• [EXERCISE INPUTS]:

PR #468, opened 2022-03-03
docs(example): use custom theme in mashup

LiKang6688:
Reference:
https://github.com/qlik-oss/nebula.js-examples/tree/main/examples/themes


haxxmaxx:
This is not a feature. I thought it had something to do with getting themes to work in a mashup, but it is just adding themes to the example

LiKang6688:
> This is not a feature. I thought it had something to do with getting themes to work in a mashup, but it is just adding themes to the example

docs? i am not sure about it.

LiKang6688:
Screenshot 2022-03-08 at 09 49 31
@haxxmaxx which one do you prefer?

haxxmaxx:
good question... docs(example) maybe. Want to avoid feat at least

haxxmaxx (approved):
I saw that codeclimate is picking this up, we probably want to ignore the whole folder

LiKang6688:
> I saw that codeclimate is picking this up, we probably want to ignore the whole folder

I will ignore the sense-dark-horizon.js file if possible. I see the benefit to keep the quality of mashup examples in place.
--
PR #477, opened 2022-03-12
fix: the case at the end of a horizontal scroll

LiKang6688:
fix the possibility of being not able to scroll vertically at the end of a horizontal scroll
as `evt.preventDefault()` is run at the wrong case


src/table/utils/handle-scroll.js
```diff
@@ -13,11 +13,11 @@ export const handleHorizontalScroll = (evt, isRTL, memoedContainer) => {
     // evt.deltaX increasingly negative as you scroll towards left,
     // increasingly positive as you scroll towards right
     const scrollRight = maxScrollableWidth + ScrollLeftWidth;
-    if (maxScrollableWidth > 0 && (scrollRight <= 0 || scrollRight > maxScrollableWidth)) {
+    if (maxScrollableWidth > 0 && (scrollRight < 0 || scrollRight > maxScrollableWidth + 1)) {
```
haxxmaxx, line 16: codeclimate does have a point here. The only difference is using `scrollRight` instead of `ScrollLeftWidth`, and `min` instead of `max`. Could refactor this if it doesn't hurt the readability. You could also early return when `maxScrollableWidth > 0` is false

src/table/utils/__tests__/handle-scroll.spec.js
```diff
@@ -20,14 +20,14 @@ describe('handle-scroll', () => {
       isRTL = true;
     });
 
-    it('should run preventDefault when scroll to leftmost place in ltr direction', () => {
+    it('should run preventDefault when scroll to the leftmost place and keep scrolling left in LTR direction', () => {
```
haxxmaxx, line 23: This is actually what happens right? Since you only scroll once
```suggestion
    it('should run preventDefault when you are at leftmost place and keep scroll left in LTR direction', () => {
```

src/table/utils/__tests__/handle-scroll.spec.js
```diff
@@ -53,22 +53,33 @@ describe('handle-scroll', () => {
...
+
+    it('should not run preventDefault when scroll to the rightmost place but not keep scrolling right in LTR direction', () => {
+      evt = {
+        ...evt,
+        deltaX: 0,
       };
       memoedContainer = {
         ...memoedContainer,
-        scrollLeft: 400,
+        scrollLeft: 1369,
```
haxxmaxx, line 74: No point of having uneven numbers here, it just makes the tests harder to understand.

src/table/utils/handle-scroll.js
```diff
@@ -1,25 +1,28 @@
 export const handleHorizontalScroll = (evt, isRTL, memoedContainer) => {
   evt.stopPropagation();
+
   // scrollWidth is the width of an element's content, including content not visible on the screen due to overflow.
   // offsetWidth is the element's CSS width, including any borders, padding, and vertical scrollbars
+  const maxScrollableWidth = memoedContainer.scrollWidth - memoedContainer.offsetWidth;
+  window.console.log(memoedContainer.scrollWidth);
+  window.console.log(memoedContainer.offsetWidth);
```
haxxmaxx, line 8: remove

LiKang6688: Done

• [TASK BRIEF]: The answer must be one number, the count of lines above that hold the word "haxxmaxx".

• [OUTPUT]: 8